Steve Brady may like to imagine that Three Mile Island never looked like hurting anyone but the fact remains that the U.S. Government at one stage planned to evacuate half-a-million people within a 20-mile radius; that nearly three years after the accident the structure is still full of radioactive water and gas and no one seems to know how long it will take to clean up; and that following the accident the infant mortality rate within a 10-mile radius doubled, and that thyroid abnormalities in babies is now- five times the national average.

Steve Brady is also incorrect when he states that nuclear power has never killed anyone. During the last two years the British nuclear industry has settled claims, in and out of court, for damages to widows of men who contracted cancer whilst working at nuclear plants.

In nuclear reactors there may well be safety precautions on safety precautions, but like every other mechanical device things can go wrong, either because of technical error, human error or a combination of both. No mechanical device is infallible. Aircraft are designed not to crash ― but they do.

Nuclear accidents have occurred and will continue to occur. It is not a question of if but of when. And where. And how bad?

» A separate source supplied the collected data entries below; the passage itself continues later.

PR #318, opened 2019-04-06
Check for errors before initializing vectors of UniqueHandles

### LINKED ISSUE #317: Device::allocateDescriptorSetsUnique crashes on errors
`Device::allocateDescriptorSetsUnique` doesn't check for errors returned by `vkAllocateDescriptorSets` before pushing elements onto the local `std::vector<UniqueDescriptorSet>`. If an error occurs, it will be checked later (in createResultValue) and converted into an exception. Stack unwinding will then cause this `std::vector` to be destroyed, hence calling `PoolFree::destroy` on uninitialized objects.

From a quick glance it seems this issue also affects `allocateCommandBuffersUnique`.

My suggested fix is to replace

    for ( size_t i=0 ; i<allocateInfo.descriptorSetCount ; i++ )

with

    for ( size_t i=0 ; result == Result::eSuccess && i<allocateInfo.descriptorSetCount ; i++ )

neobrain:
Fixes #317.

Turns out this fixes a couple more instances than I originally anticipated.

### DIFF
--- a/VulkanHppGenerator.cpp
+++ b/VulkanHppGenerator.cpp
@@ -2901,7 +2901,7 @@ ${i}  ${type}* buffer = reinterpret_cast<${type}*>( reinterpret_cast<char*>( ${t
 ${i}  Result result = static_cast<Result>(d.vk${command}( m_device, ${arguments}, reinterpret_cast<Vk${type}*>( buffer ) ) );
 
 ${i}  ${Deleter}<${DeleterTemplate},Dispatch> deleter( *this, ${deleterArg}, d );
-${i}  for ( size_t i=0 ; i<${vectorSize} ; i++ )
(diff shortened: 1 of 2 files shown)


neobrain:
I'm not sure this small change justifies me spending time researching the legal implications of me signing the suggested CLA. I would suggest merging this based on non-copyrightability, though.

asuessenbach:
Thanks a lot for spotting this bug and suggest how to fix it. I've triggered a pull request that resolves that issue as well and will replace yours. I assume, as you don't want to go through the Contributor License Agreement, you're fine with that approach?

mtavenrath:
@asuessenbach implemented a slightly different fix for this issue.

neobrain:
@asuessenbach Yeah, that's fine of course. Thank you!

I'll make sure to review the CLA if I do came up with another patch. Seemed somewhat heavy for this simple change, but I know it's there for good reason :smile:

In conclusion it should be remembered that if a reactor in Britain has a core meltdown, and if the winds are blowing towards heavily populated areas, hundreds of thousands will die from cancer because of radiation, and the contaminated area will have to be evacuated for years.

We are running the risk of this for a mere 7% of our delivered energy needs. Does it make sense?

Britain's continuing and expanding nuclear power programme is a dangerous and expensive folly. The National Front must follow the example of Radical Nationalist movements in the USA and Europe and oppose nuclear power.